1. Technical Field
The disclosure discussed herein generally relates to a spectral image acquiring apparatus for acquiring a spectral image.
2. Description of the Related Art
Spectroscopes are widely used for acquiring optical spectra. Typically, a spectroscope separates incoming light into plural wavelength components by using a prism or a diffraction grating, and detects the optical intensity of the wavelength components with a light-receiving element. However, such a general-purpose spectroscope cannot acquire an optical spectrum of the incoming light in association with positional information of the incoming light.
In recent years, much attention has been focused on a spectral image acquiring apparatus capable of acquiring a spectral image that two-dimensionally represents wavelength components of light from various points within a predetermined imaged area in association with the various points. The acquired spectral image represents a two-dimensional distribution of the wavelength components of the various points in the imaged area. For example, the spectral image represents the wavelength components of the various points within the imaged area by gradational differences.
Methods for acquiring spectra may be categorized into three types; namely, one employing a wavelength selective filter (such as a bandpass filter, a low-pass filter, or a high-pass filter); one employing a dispersive element such as a prism or a diffraction grating; and another using Fourier spectroscopy. Various spectral image acquiring apparatuses employing such methods have been proposed.
As an example of the apparatus capable of acquiring a spectral image by using a wavelength selective filter, Japanese Laid-open Patent Publication No. 2005-57541 discusses a spectroscopic camera head. In this spectroscopic camera head, incoming light from a subject is received by a two-dimensional imaging element via a wavelength selective filter configured to provide a spectral image of a wavelength component corresponding to the wavelength selective filter. The spectroscopic camera head can dynamically switch transmission wavelengths by using a liquid crystal wavelength-tunable filter as the wavelength selective filter. Thus, by imaging a subject by switching the transmitted wavelength of the wavelength selective filter, plural images with different wavelength components can be obtained. By composing such images, a spectral image that two-dimensionally represents the wavelength components of various points in the imaged area in association with the various points can be acquired.

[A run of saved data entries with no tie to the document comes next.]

PR #216, opened 2024-10-02
Refactor `clifford.py`

EarlMilktea:

- Refactor `Clifford`
  - Custom comparison/hash
  - Remove `get` and `TABLE`
  - Assign well-known Cliffords directly to the class itself
- Add type annotations
  - Enforce type checks
- Tidy up imports


graphix/clifford.py
```diff
@@ -37,19 +39,40 @@ class Domains:
 class Clifford:
```
thierry-martinez, line 39: `Clifford` can be a frozen dataclass with the single field `index`.

graphix/clifford.py
```diff
@@ -96,33 +119,31 @@ def commute_domains(self, domains: Domains) -> Domains:
...
-
-
-def get(index: int) -> Clifford:
-    """Return the Clifford gate with given index."""
-    return TABLE[index]
+    @staticmethod
+    def cliffords() -> Iterator[Clifford]:
+        """Return an iterator over the Clifford gates."""
+        for i in range(len(CLIFFORD)):
+            yield Clifford(i)
```
thierry-martinez, line 141: It would be more idiomatic to be able to write `list(Clifford)` (as we would be able to do if `Clifford` was defined as an `Enum`).

tests/test_pattern.py
```diff
@@ -443,10 +446,10 @@ def test_pauli_measurement_then_standardize(
     @pytest.mark.parametrize("jumps", range(1, 11))
     def test_standardize_two_cliffords(self, fx_bg: PCG64, jumps: int) -> None:
         rng = Generator(fx_bg.jumped(jumps))
-        c0, c1 = rng.integers(len(clifford.TABLE), size=2)
+        c0, c1 = rng.integers(len(CTAB), size=2)
         pattern = Pattern(input_nodes=[0])
-        pattern.add(C(node=0, clifford=clifford.TABLE[c0]))
-        pattern.add(C(node=0, clifford=clifford.TABLE[c1]))
+        pattern.add(C(node=0, clifford=CTAB[c0]))
```
thierry-martinez, line 451: It would be better to be able to do `Clifford(c0)`, without worrying about having a new instance.

tests/test_db.py
```diff
@@ -24,20 +29,20 @@ def classify_pauli(arr: npt.NDArray[np.complex128]) -> tuple[int, int]:
         Returns
         -------
             ind : tuple
-                tuple containing (pauli index, sign index)
+                tuple containing (Pauli string, sign)
```
thierry-martinez, line 32: `CliffordMeasure` (or `PauliMeasurement`).

thierry-martinez (changes requested):
Good job! I particularly appreciate the following improvements:
* the namespace `Clifford` (`Clifford.I`, ...),
* the use of the constructor `Clifford(index)` instead of `clifford.get(index)`.
I have the following suggestions:
* `clifford.CliffordMeasure` and `pauli.PauliMeasurement` are isomorphic: we should only keep one (and regarding the naming, there is a preference for `Measurement`: https://github.com/TeamGraphix/graphix/pull/197#discussion_r1727538078).
* I would except several calls to `Clifford(0)` to return the same instance, and I would prefer to write `iter(Clifford)` instead of `Clifford.cliffords()` (as I would do if it were an `Enum`), I would suggest the following changes in these lines: https://github.com/thierry-martinez/graphix/commit/8dc4f95fb6535ad7304c87ed831e012b442c0473

tests/test_pattern.py
EarlMilktea: I totally agree, but then it would be better implemented using the singleton pattern...

graphix/clifford.py
EarlMilktea: I updated the code to use `Enum` here.

tests/test_pattern.py
EarlMilktea: Resolved by `Enum` inheritance.

graphix/_db.py
```diff
@@ -143,38 +143,40 @@ def _lock(data: npt.NDArray[_T]) -> npt.NDArray[np.complex128]:
 # For instance, CLIFFORD[7].conj().T = - CLIFFORD[CLIFFORD_CONJ[7]]
 CLIFFORD_CONJ = (0, 1, 2, 3, 5, 4, 6, 15, 12, 9, 10, 11, 8, 13, 14, 7, 20, 22, 23, 21, 16, 19, 17, 18)
 
+
+class CliffordMeasure(NamedTuple):
+    pstr: Literal["X", "Y", "Z"]
+    sign: Literal[-1, +1]
```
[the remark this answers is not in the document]
EarlMilktea: I don't want to merge the two as doing so will complicate module structure (possibly with circular imports).

As this class is just for documentation, how about making it private (`_CliffordMeasure`) and leave it as-is?

tests/test_db.py
EarlMilktea: Fixed in bb6e8489d114667bd5389c1a05c14fd43d6ac1c2 .

thierry-martinez (approved):
Using `Enum` is a good idea, indeed! I approve this PR as is, but I wonder if we shouldn't remove the `index` property.

EarlMilktea:
I may submit another PR for refactoring `pauli.py` based on similar idea (private `Enum` variants)...

graphix/clifford.py
```diff
@@ -34,58 +35,89 @@ class Domains:
...
+    _22 = 22
+    _23 = 23
 
     @property
     def index(self) -> int:
-        """Return the index of the Clifford gate (inverse of clifford.get)."""
-        return self.__index
+        """Return the index of the Clifford gate."""
+        # mypy does not infer variant type (pyright does)
+        return self.value  # type: ignore[no-any-return]
```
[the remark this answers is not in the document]
EarlMilktea: Fixed in 0f526db75ad1abd4931747b3d44ab40080cceabb .

Please be noted that `mypy` is not intelligent enough to be able to infer the type of `.value`: this is why I added `pyright`.

EarlMilktea:
@shinich1 @thierry-martinez 

Could you check/review the latest codes?

graphix/sim/base_backend.py
```diff
@@ -101,7 +101,7 @@ def _op_mat_from_result(vec: tuple[float, float, float], result: bool) -> np.nda
     op_mat = np.eye(2, dtype=np.complex128) / 2
     sign = (-1) ** result
     for i in range(3):
-        op_mat += sign * vec[i] * graphix.clifford.CLIFFORD[i + 1] / 2
+        op_mat += sign * vec[i] * _db.CLIFFORD[i + 1] / 2
```
thierry-martinez, line 104: We could avoid the use of `_db`.

```suggestion
        op_mat += sign * vec[i] * Clifford(i + 1).matrix / 2
```

tests/test_pauli.py
```diff
@@ -56,21 +56,21 @@ def test_measure_update(
         angle: float,
         choice: bool,
     ) -> None:
-        vop = clifford.index
+        vop: int = clifford.value
         if s:
-            vop = graphix.clifford.CLIFFORD_MUL[1][vop]
+            vop = CLIFFORD_MUL[1][vop]
```
thierry-martinez, line 61:
```suggestion
            clifford = Clifford.X @ clifford
```

tests/test_pauli.py
```diff
@@ -56,21 +56,21 @@ def test_measure_update(
...
         if t:
-            vop = graphix.clifford.CLIFFORD_MUL[3][vop]
+            vop = CLIFFORD_MUL[3][vop]
```
thierry-martinez, line 63:
```suggestion
            clifford = Clifford.Z @ clifford
```

tests/test_pauli.py
```diff
@@ -56,21 +56,21 @@ def test_measure_update(
...
         vec = plane.polar(angle)
         op_mat_ref = np.eye(2, dtype=np.complex128) / 2
         for i in range(3):
-            op_mat_ref += (-1) ** (choice) * vec[i] * graphix.clifford.CLIFFORD[i + 1] / 2
-        clifford_mat = graphix.clifford.CLIFFORD[vop]
+            op_mat_ref += (-1) ** (choice) * vec[i] * CLIFFORD[i + 1] / 2
```
thierry-martinez, line 67:
```suggestion
            op_mat_ref += (-1) ** (choice) * vec[i] * Clifford(i + 1).matrix / 2
```

tests/test_pauli.py
```diff
@@ -56,21 +56,21 @@ def test_measure_update(
...
+        clifford_mat = CLIFFORD[vop]
```
thierry-martinez, line 68:
```suggestion
        clifford_mat = clifford.matrix
```

tests/test_pauli.py
```diff
@@ -56,21 +56,21 @@ def test_measure_update(
...
         op_mat_ref = clifford_mat.conj().T @ op_mat_ref @ clifford_mat
         measure_update = MeasureUpdate.compute(plane, s, t, clifford)
         new_angle = angle * measure_update.coeff + measure_update.add_term
         vec = measure_update.new_plane.polar(new_angle)
         op_mat = np.eye(2, dtype=np.complex128) / 2
         for i in range(3):
-            op_mat += (-1) ** (choice) * vec[i] * graphix.clifford.CLIFFORD[i + 1] / 2
+            op_mat += (-1) ** (choice) * vec[i] * CLIFFORD[i + 1] / 2
```
thierry-martinez, line 75:
```suggestion
            op_mat += (-1) ** (choice) * vec[i] * Clifford(i + 1).matrix / 2
```

thierry-martinez (changes requested):
I just propose some changes to use the `Clifford` abstraction instead of `_db`.

shinich1 (approved):

graphix/clifford.py
```diff
@@ -34,58 +35,84 @@ class Domains:
...
     @property
-    def matrix(self) -> np.ndarray:
+    def matrix(self) -> npt.NDArray[np.complex128]:
         """Return the matrix of the Clifford gate."""
-        return CLIFFORD[self.__index]
+        return CLIFFORD[self.value]
 
     def __repr__(self) -> str:
         """Return the Clifford expression on the form of HSZ decomposition."""
         return " @ ".join([f"graphix.clifford.{gate}" for gate in self.hsz])
```
thierry-martinez, line 82: The namespace has changed.

```suggestion
        return " @ ".join([f"Clifford.{gate}" for gate in self.hsz])
```

thierry-martinez (changes requested):

graphix/clifford.py
EarlMilktea: Fixed in 4ff8e6830c82e75aaaa27e1908cf95b09acc7de4 .

thierry-martinez (approved):
LGTM! Thanks.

As an example of the apparatus capable of acquiring a spectral image by using a dispersive element, “Optical Alliance”, JAPAN INDUSTRIAL PUBLISHING CO., LTD., November 1999, pp. 4-9 discusses a planar spectrometer. The planar spectrometer includes an imaging spectroscope capable of simultaneously measuring positional information and spectral information of points located on a straight line. By performing imaging while scanning the imaging spectroscope in a direction perpendicular to the direction in which the points are arranged, a spectral image can be obtained in which the wavelength components of the points within the imaged area are two-dimensionally represented in association with the points.
As an example of the imaging apparatus using Fourier spectroscopy, Japanese Laid-open Patent Publication No. 2005-31007 discusses a spectrometer apparatus that separates incoming light into two optical paths or polarization components. A phase difference is provided to one of the two optical paths or polarization components so as to cause the two optical paths or polarization components to interfere with each other. A resultant detection signal is Fourier-transformed by a computer in order to obtain an optical spectrum. When a spectral image is to be obtained by using the spectrometer apparatus, the phase difference given to the two perpendicular optical paths or polarization components is changed during detection. In this way, a two-dimensional distribution of an optical spectrum can be obtained in a predetermined wide range of wavelengths.
However, it takes a long processing time before a spectral image can be obtained by any of the above methods. Thus, the methods cannot be easily applied for applications for acquiring a spectral image on a real-time basis at high speed.
Specifically, in the method using the wavelength selective filter, the two-dimensional distribution can be obtained only with respect to one wavelength component by a single imaging operation. In order to obtain a spectral image, plural images may be acquired by using different wavelength components and then composing the images. However, this method takes a long time because of the need for the multiple imaging operations and the process of composing the multiple images, resulting in a long processing time for obtaining the spectral image.
In the method using the dispersive element, in order to obtain a spectral image, imaging is performed while scanning the imaging spectroscope, so that the process time for obtaining the spectral image is extended by the scanning time.
In the method using Fourier spectroscopy, in order to obtain a spectral image, detection is performed while changing the phase difference given to the two optical paths or polarization components, so that the time for obtaining the spectral image is extended by the time for detection.